*** Opening Material for the task ***

PR #4505, opened 2025-05-12
Point to new bash completion file

dseomn:
I can't read Japanese, so I just guessed about the change to README.ja.

From https://github.com/imomaliev/tmux-bash-completion:
> **Archived**: Bash completion for tmux is now part of the [bash-completion](https://github.com/scop/bash-completion/), please read more [here](https://github.com/imomaliev/tmux-bash-completion/issues/13#issuecomment-2873735797)


nicm:
Applied, thanks!

PR #4515, opened 2025-05-22
Fix lengths of panes and windows in status bar.

mgrant0:
The issue in format-draw.c fixes is an "off-by-one" error because of the prefix character: $, %, or @ which is contained in the argument. When the mouse clicks in the status line, it ends up being off by one character because of this extra undisplayed prefix character. If you click the mouse on the first character of a session index, it was selecting the session immedietly to the left because it sees that target as one character too wide.


mgrant0:
This appears not to be a bug.  Closing this.

PR #4516, opened 2025-05-22
Feature: session loop sorting and session activity format variable

mgrant0:
Adds sorting flags to the S: format.  

Adds `session_alert` format which returns `#` for activity, `!` for bell, and `~` for silence if one of the windows in has those alerts.

Adds `session_bell_flag` format which is true if one of the windows had rung the bell in one of the windows in a session.

### DIFF
--- a/format.c
+++ b/format.c
@@ -131,6 +131,18 @@ enum format_type {
 	FORMAT_TYPE_PANE
 };
 
+/* Format loop sort type. */
+enum format_loop_sort_type {
+	FORMAT_LOOP_BY_INDEX,
+	FORMAT_LOOP_BY_NAME,
+	FORMAT_LOOP_BY_TIME,
+};
+
+static struct format_loop_sort_criteria {
+	u_int	field;
+	int	reversed;
+} format_loop_sort_criteria;
+
 struct format_tree {
 	enum format_type	 type;
 
@@ -539,6 +551,31 @@ format_cb_session_attached_list(struct format_tree *ft)
 		xasprintf(&value, "%.*s", size, EVBUFFER_DATA(buffer));
 	evbuffer_free(buffer);
 	return (value);
+}
+
+/* Callback for session_alert. */
+static void *
+format_cb_session_alert(struct format_tree *ft)
+{
+	struct session	*s = ft->s;
+	struct winlink	*wl;
+	char		 alerts[1024];
+
+	if (s == NULL)
+		return (NULL);
+
+	*alerts = '\0';
+	RB_FOREACH(wl, winlinks, &s->windows) {
+		if ((wl->flags & WINLINK_ALERTFLAGS) == 0)
+			continue;
+		if (wl->flags & WINLINK_ACTIVITY)
+			strlcat(alerts, "#", sizeof alerts);
+		if (wl->flags & WINLINK_BELL)
+			strlcat(alerts, "!", sizeof alerts);
+		if (wl->flags & WINLINK_SILENCE)
+			strlcat(alerts, "~", sizeof alerts);
+	}
+	return (xstrdup(alerts));
 }
 
 /* Callback for session_alerts. */
@@ -2471,6 +2508,22 @@ format_cb_window_bell_flag(struct format_tree *ft)
 	return (NULL);
 }
 
+/* Callback for session_bell_flag. */
+static void *
+format_cb_session_bell_flag(struct format_tree *ft)
+{
+	struct winlink		*wl;
+
+	if (ft->s != NULL) {
+		RB_FOREACH(wl, winlinks, &ft->s->windows) {
+			if (wl->flags & WINLINK_BELL)
+				return (xstrdup("1"));
+			return (xstrdup("0"));
+		}
+	}
+	return (NULL);
+}
+
 /* Callback for window_bigger. */
 static void *
 format_cb_window_bigger(struct format_tree *ft)
@@ -3224,6 +3277,9 @@ static const struct format_table_entry format_table[] = {
 	{ "session_activity", FORMAT_TABLE_TIME,
 	  format_cb_session_activity
 	},
+	{ "session_alert", FORMAT_TABLE_STRING,
+	  format_cb_session_alert
+	},
 	{ "session_alerts", FORMAT_TABLE_STRING,
 	  format_cb_session_alerts
 	},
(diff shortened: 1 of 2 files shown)


mgrant0:
Should I add the sorting options to `S:` and perhaps also `P:`?

nicm:
I thought I had replied to this already but apparently not.

Anyway, I have applied the `S:` bits with some minor changes for line length.

I left out `format_cb_session_alert` for now because if multiple windows have the same alert it seems like it will include them multiple times? Is that what you want?

Adding sorting for `P` and `W` would be nice too.

ThomasAdam:
> I left out `format_cb_session_alert` for now because if multiple windows have the same alert it seems like it will include them multiple times? Is that what you want?

Indeed -- I hope not.  This would really irritate me unless it can be predicated by checking if the window is linked...

mgrant0:
> I left out format_cb_session_alert for now because if multiple windows have the same alert it seems like it will include them multiple times? Is that what you want?

I see what you mean.  Let me fix that.  There should be at most one type of alert for each.  

@ThomasAdam I don't quite understand what you mean.  Unless I misunderstand I think Nic sees a bug in my code where if multiple windows in a session had a bell for example, then, there would be multiple `!` characters in the session_alert.  The intent with the session alert was to be able to show that at least one window within the session had one of those alerts and maybe the user would then click that session and see what's going on.

Linked windows, hmm, I haven't tried that but my expectation would be if a window was linked to 2 sessions and that window caused an alert that both sessions the alert added to their session_alert in the 3rd status line.

nicm:
Looks good, can you add them to tmux.1 as well? There is a list of format variables.

nicm:
Oh `format_table` needs to be sorted or `bsearch` will not work.

Don't you want `session_activity_flag` etc as well?

mgrant0:
I added `/i`, `/n`, `/t`, `/r` sorting to `W:` and `/r` sorting to `P:` because there's no pane name or pane last activity time.

I had a small issue with `W:` which caused me a bit of drama.  When you sort it other that by index ascending (the default), the callback `format_cb_window_end_flag` returns the last window by index which would be wrong if you sort it differently.  `OPTIONS_TABLE_STATUS_FORMAT1` uses `window_end_flag` to put a separator in between windows.

I fixed this by adding a new flag `loop_last_flag` which returns `1` on the last item in the loop.  (or feel free to rename it).  This, then, can be used in all the new and improved status lines.  To get this to work, I add a new FORMAT_LAST flag into the ft->flags.  I modified the first status line to use this new `loop_last_flag` instead of `window_end_flag` which I did not want to modify in case someone already uses that.

I also added the sorting flags to L: for clients, but since a client doesn't have a numeric id, I just used the order clients came out of the TAILQ.

mgrant0:
> Oh `format_table` needs to be sorted or `bsearch` will not work.

Did I fix this with the most recent commit by sorting the list before and using a for loop to add the `nft`?  If not, where are you referring to?

> Don't you want `session_activity_flag` etc as well?

I think so yes for consistency.  I see the activity time.  How and where do you recommend this being turned into a flag?

nicm:
I mean that `session_bell_flag` does not go after `window_bell_flag` in `format_table`, it needs to go between `session_attached_list` and `session_created`, or `bsearch` will get confused.

There is `window_activity_flag` and `window_silence_flag`, the session versions of those can work the same way as `session_bell_flag` does for `window_bell_flag`?

mgrant0:
Got it.  I think that was the only one out of order.  I did this to check it:
```
grep  '{ "' format.c > 1
sort 1 > 2
diff 1 2
```
I get no differences now.

mgrant0:
I've added these so far:
- format_cb_session_silence_flag
- format_cb_session_activity_flag
- format_cb_session_active
- format_cb_last_session_index
- format_cb_session_index

What others might be useful?  Zoomed (as in, at least one window zoomed within a session) does not seem terribly useful.  Similar with a marked pane, does not seem useful to me in context of a session.  I was not going to implement a session stack to track last session.

I just need to clean things up, fix the ordering in the file and try to make sure they work before pushing these.

If there's something more you want here, let me know.

mgrant0:
The session bell and silence flags, I am not so sure how to test those but the others seem to work.

mgrant0:
Let me know what else you want here.

nicm:
Looks good but:

- There is no such thing as session index, only session ID, so please get rid of `session_index` and `last_session_index`.

- `qsort_r` is not portable, so if you want to use it you will have to add a `compat` version.

nicm:
Since tmux is single threaded, a `compat` version of `qsort_r` should be trivial - it can call `qsort` with a global to store the context pointer.

nicm:
Actually, no, OpenBSD has no `qsort_r` yet so we can't use it.

mgrant0:
I went back to the global variable variant way.  Do you prefer a qsort_r in compat?  I can find one if you do.  (Maybe I was too quick to revert this back to using the global variable!)

Personally I would say using something like qsort_r without needing to pass info in a global variable would be better.  But you have globals like this in several places so it's not so awful.  I should make it static though if i leave it like this.

nicm:
No, if OpenBSD had it then compat would be better but since it doesn't it's better to just stick with qsort so we don't have a difference between OpenBSD and portable.

mgrant0:
Ok hopefully those commits address your comments.  Thanks.

nicm:
This looks good, I have applied it with a few changes:

- I don't like having a variable called something as small as `sc` at global scope so I changed it back to `format_loop_sort_criteria`.

- `format_cmp_pane` had a redundant assignment of `result` which I removed.

- If no arguments were being provided, the sort criteria was not being cleared, so if you did `W/ir` it would stick for the next `W` (the `if (fm->argc < 1)` check).

I didn't test all the new formats, I assume you did that :-).

It'd be nice if some tests for the sorting went into `regress/format-strings.sh`.

format.c
```diff
@@ -4356,6 +4477,39 @@ format_window_name(struct format_expand_state *es, const char *fmt)
...
+{
+	const struct winlink *const	*a = a0;
+	const struct winlink *const	*b = b0;
+	const struct window		*wa = (*a)->window;
+	const struct window		*wb = (*b)->window;
+	int				 result = 0;
+
+	switch (sc.field) {
+	case FORMAT_LOOP_BY_INDEX:
+		result = wa->id - wb->id;
```
naruaway, line 4491: Due to this, windows are sorted by id by default, not by index, on the status bar

naruaway: Fixing this in https://github.com/tmux/tmux/pull/4551

PR #4353, opened 2025-01-27
Add mode 2031 support (automatic dark/light mode)

jonathanslenders:
See: https://github.com/tmux/tmux/issues/4269

This PR implements:
- Enable mode 2031 when the terminal is Vt100-like to subscribe to theme updates from the terminal.
- Handle mode 2031 for applications running within tmux.
- Adds a `client_theme` variable for usage in the formatting.
- This adds two hooks: `client-dark-theme` and `client-light-theme` that allows a tmux config to respond to theme changes and update colors.

Usage instructions
-------------------

For anyone coming across this PR:

1. Use a terminal emulator that also supports mode 2031 like Ghostty or Kitty. Ghostty can automatically follow the system theme, when configured like that. E.g., in `~/.config/ghostty/config`, do:

```
theme = "light:rose-pine-dawn,dark:rose-pine"
```

2. In the tmux config, bind shell scripts to the `client-{dark,light}-theme` events. In these shell scripts, you can then perform tmux commands that toggle the style of the status bar and tmux panes.

```
set-hook -g client-dark-theme 'run-shell ~/bin/tmux-dark-theme.sh'
set-hook -g client-light-theme 'run-shell ~/bin/tmux-light-theme.sh'
```

For debugging, you can display the theme in the status bar:
```
set -g status-right " %H:%M %d-%b-%y [#{client_theme}]"
```

3. For neovim, use a recent neovim version that supports mode 2031. This will automatically toggle the `bg` setting between light and dark following tmux and ghostty. Then use a color scheme like rose-pine that follows the bg setting.

Testing the protocol
--------------------

Query whether mode 2031 is supported (should return `<csi>?2031;2$y`):
```sh
echo -e '\e[?2031$p'
```

Within a tmux pane, the following should report the current theme (`<CSI>?997;1n` for light a `<CSI>?997;2n` for dark):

*** Closing Material for the task ***

* **Work required**:
Across the records above, return every line that contains the word "naruaway".

* **Answer below**:
naruaway, line 4491: Due to this, windows are sorted by id by default, not by index, on the status bar
naruaway: Fixing this in https://github.com/tmux/tmux/pull/4551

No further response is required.